Dataset entries ->
_ _ _ _ _

PR #3391, opened 2025-02-18
[dev-v5] Add FluentSpinner component

dvoituron:
# [dev-v5] Add FluentSpinner component

A spinner alerts a user that content is being loaded or processed and they should wait for the activity to complete.

> The component **FluentProgressRing** has been renamed to **FluentSpinner** to be coherent with the Web Components and React naming conventions.
>
> The new component `FluentSpinner` cannot be paused. It must always be spinning.
> So, the `Paused`, `Min`, `Max`, `Value` properties has been removed.

The spinner can have multiple sizes, the default size is `Medium`.
```xml
<FluentSpinner Size="@SpinnerSize.Huge" />
```

Spinner-1

In some situations, you may need to display a spinner on a dark background.
```xml
<FluentSpinner AppearanceInverted="true" />
```

Spinner-2

### DIFF
--- a/examples/Demo/FluentUI.Demo.Client/Documentation/Components/Progress/Examples/SpinnerInverted.razor
+++ b/examples/Demo/FluentUI.Demo.Client/Documentation/Components/Progress/Examples/SpinnerInverted.razor
@@ -1,0 +1,22 @@
+﻿<FluentStack HorizontalAlignment="HorizontalAlignment.Center"
+             VerticalAlignment="VerticalAlignment.Center"
+             Padding="@Padding.All2">
+    <FluentSpinner />
+    <FluentText Margin="@Margin.Horizontal3">Primary spinner</FluentText>
+</FluentStack>
+
+
+<FluentStack HorizontalAlignment="HorizontalAlignment.Center"
+             VerticalAlignment="VerticalAlignment.Center"
+             Class="inverted-colors"
+             Padding="@Padding.All2">
+    <FluentSpinner AppearanceInverted="true" />
+    <FluentText Margin="@Margin.Horizontal3">Inverted spinner</FluentText>
+</FluentStack>
+
+<style>
+    .inverted-colors {
+        color: var(--colorNeutralForegroundOnBrand);
+        background-color: var(--colorBrandBackgroundHover);
+    }
+</style>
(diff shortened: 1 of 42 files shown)


examples/Demo/FluentUI.Demo.Client/Documentation/Components/Progress/Examples/SpinnerInverted.razor
vnbaaij, line 1: Should we not do the inverted stuff through a parameter and StyleBuilder?

vnbaaij (changes requested):

examples/Demo/FluentUI.Demo.Client/Documentation/Components/Progress/Examples/SpinnerInverted.razor
dvoituron: What do you mean? We have a parameter linked to the same webcomponent parameter.

src/Core/Enums/SpinnerSize.cs
vnbaaij, line 1: The default value for the web component is 'medium'. Think that needs to be the first value in the enum then as well. So when people define a non-nullable variable of this type. the default value will be correct.

tests/Core/Components/Progress/FluentSpinnerTests.razor
```diff
@@ -0,0 +1,72 @@
...
+    [Theory]
+    [InlineData(SpinnerSize.Tiny)]
+    [InlineData(SpinnerSize.ExtraSmall)]
+    [InlineData(SpinnerSize.Small)]
+    [InlineData(SpinnerSize.Medium)]
+    [InlineData(SpinnerSize.Large)]
+    [InlineData(SpinnerSize.ExtraLarge)]
+    [InlineData(SpinnerSize.Huge)]
+    [InlineData((SpinnerSize)999)]
+
```
vnbaaij, line 44: Should there not be a InlineData `null` test as well

vnbaaij (changes requested):

src/Core/Enums/SpinnerSize.cs
dvoituron: Interesting :-)
Done in next commit

tests/Core/Components/Progress/FluentSpinnerTests.razor
dvoituron: Yes :-)
Done

vnbaaij (approved):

_ _ _ _ _

ABOUT THIS TASK -> Search the entries for the word "Examples", then copy every line in which it is found.

EXERCISE RESULT ->
--- a/examples/Demo/FluentUI.Demo.Client/Documentation/Components/Progress/Examples/SpinnerInverted.razor
+++ b/examples/Demo/FluentUI.Demo.Client/Documentation/Components/Progress/Examples/SpinnerInverted.razor
examples/Demo/FluentUI.Demo.Client/Documentation/Components/Progress/Examples/SpinnerInverted.razor
examples/Demo/FluentUI.Demo.Client/Documentation/Components/Progress/Examples/SpinnerInverted.razor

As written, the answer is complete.